● **WHAT YOU SHOULD DO**:
Lines from the material below that hold the string "userId" are what is needed; copy each of them.

### SUPPLIED RECORDS

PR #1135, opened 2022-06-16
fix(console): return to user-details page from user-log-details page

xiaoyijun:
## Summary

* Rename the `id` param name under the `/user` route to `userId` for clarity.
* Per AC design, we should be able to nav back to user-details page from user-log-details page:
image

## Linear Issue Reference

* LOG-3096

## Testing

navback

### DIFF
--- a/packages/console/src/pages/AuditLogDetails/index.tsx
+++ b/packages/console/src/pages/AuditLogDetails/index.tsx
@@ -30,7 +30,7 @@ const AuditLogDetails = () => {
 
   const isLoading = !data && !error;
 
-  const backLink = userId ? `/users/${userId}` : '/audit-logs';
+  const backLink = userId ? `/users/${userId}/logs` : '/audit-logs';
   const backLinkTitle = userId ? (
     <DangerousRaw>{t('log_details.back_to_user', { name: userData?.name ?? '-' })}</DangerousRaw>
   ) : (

######
### SUPPLIED RECORDS

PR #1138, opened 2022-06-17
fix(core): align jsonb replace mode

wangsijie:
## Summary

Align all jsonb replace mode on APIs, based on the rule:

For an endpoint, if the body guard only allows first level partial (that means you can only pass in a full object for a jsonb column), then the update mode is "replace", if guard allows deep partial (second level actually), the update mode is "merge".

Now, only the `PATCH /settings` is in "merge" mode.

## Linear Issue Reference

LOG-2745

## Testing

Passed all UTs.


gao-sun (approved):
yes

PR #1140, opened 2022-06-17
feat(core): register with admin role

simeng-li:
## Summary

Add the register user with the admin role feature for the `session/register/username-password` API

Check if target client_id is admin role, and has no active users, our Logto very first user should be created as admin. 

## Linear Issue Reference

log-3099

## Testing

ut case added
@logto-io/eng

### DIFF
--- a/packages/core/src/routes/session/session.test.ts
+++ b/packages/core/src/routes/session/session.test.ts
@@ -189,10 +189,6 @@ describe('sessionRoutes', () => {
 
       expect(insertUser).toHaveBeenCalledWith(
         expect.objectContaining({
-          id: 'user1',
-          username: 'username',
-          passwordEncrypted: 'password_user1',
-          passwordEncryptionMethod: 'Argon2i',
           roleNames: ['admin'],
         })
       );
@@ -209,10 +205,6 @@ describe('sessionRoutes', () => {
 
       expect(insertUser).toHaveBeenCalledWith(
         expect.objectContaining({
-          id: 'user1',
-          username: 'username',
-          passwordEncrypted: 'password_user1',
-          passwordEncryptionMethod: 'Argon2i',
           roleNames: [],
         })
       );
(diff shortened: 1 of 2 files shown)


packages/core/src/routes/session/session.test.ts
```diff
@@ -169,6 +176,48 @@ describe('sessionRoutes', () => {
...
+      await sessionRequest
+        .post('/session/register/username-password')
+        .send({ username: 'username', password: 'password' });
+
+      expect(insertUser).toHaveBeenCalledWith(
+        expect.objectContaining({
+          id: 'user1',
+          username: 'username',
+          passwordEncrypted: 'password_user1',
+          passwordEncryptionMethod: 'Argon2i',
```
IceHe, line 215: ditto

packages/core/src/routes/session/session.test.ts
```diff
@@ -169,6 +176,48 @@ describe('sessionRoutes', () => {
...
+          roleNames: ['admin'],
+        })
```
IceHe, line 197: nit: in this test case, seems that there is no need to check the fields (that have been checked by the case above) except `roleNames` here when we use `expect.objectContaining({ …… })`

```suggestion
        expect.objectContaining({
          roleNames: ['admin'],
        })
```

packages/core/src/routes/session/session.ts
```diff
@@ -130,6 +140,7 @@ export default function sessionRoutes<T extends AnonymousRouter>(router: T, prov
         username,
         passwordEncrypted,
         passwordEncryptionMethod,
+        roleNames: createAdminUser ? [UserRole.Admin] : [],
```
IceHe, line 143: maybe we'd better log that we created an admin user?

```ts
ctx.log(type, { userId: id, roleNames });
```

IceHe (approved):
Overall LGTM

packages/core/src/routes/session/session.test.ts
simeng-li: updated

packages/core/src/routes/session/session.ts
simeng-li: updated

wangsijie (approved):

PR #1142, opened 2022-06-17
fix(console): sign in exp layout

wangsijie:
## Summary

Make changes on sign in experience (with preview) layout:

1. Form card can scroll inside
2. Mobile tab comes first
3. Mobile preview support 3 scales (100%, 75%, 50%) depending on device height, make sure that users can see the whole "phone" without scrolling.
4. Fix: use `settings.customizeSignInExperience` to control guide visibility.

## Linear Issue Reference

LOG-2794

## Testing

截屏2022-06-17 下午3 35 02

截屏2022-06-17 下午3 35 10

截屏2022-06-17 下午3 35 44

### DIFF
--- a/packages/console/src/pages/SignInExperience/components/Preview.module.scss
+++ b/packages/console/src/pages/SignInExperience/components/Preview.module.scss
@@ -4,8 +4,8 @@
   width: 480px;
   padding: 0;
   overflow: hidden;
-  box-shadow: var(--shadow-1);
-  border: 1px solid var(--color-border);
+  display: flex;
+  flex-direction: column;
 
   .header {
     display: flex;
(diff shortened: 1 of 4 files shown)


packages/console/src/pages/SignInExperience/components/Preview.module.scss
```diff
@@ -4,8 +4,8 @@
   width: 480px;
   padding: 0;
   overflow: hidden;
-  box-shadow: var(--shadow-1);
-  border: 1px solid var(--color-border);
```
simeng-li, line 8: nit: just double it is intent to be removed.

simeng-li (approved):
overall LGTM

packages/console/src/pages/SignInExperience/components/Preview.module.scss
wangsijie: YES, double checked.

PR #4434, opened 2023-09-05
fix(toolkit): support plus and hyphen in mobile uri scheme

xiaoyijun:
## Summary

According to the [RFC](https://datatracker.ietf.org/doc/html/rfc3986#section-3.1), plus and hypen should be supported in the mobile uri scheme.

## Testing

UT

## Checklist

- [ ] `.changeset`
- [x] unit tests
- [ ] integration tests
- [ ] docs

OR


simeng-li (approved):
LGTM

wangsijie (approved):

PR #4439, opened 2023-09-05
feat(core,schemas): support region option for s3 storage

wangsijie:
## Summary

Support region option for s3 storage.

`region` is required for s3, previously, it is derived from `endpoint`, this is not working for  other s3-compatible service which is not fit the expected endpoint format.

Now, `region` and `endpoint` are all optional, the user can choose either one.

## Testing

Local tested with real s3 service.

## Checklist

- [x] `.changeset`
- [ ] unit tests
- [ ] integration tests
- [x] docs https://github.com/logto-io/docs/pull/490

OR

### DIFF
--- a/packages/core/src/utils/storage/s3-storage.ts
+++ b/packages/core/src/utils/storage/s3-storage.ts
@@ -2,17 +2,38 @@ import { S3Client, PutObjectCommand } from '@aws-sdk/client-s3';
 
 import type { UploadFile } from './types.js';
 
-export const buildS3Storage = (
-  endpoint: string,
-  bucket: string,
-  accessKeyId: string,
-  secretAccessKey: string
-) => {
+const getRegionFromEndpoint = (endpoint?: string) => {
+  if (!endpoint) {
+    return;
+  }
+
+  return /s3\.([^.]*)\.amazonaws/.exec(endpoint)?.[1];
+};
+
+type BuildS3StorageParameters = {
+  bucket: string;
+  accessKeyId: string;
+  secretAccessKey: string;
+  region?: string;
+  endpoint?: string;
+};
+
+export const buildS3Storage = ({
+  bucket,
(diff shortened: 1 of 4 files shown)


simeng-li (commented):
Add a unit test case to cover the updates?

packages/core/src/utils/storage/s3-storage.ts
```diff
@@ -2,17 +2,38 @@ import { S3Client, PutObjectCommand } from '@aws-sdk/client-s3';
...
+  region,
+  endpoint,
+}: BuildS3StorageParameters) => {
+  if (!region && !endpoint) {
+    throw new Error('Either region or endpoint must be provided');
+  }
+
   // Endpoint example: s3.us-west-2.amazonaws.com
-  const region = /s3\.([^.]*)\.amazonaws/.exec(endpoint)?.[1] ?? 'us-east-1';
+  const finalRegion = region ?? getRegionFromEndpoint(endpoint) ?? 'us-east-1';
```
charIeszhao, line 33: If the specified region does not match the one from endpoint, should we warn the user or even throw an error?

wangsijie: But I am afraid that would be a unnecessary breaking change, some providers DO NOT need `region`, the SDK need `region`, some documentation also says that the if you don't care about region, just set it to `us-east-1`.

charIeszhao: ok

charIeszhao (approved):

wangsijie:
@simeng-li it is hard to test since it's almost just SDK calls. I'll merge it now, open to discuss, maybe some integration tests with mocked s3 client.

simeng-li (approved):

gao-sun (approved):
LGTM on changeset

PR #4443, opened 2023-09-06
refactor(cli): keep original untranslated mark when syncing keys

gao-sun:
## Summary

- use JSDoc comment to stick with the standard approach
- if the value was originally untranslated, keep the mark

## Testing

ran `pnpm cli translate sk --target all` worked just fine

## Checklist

######

● **YOUR SOLUTION**:
* Rename the `id` param name under the `/user` route to `userId` for clarity.
-  const backLink = userId ? `/users/${userId}` : '/audit-logs';
+  const backLink = userId ? `/users/${userId}/logs` : '/audit-logs';
   const backLinkTitle = userId ? (
ctx.log(type, { userId: id, roleNames });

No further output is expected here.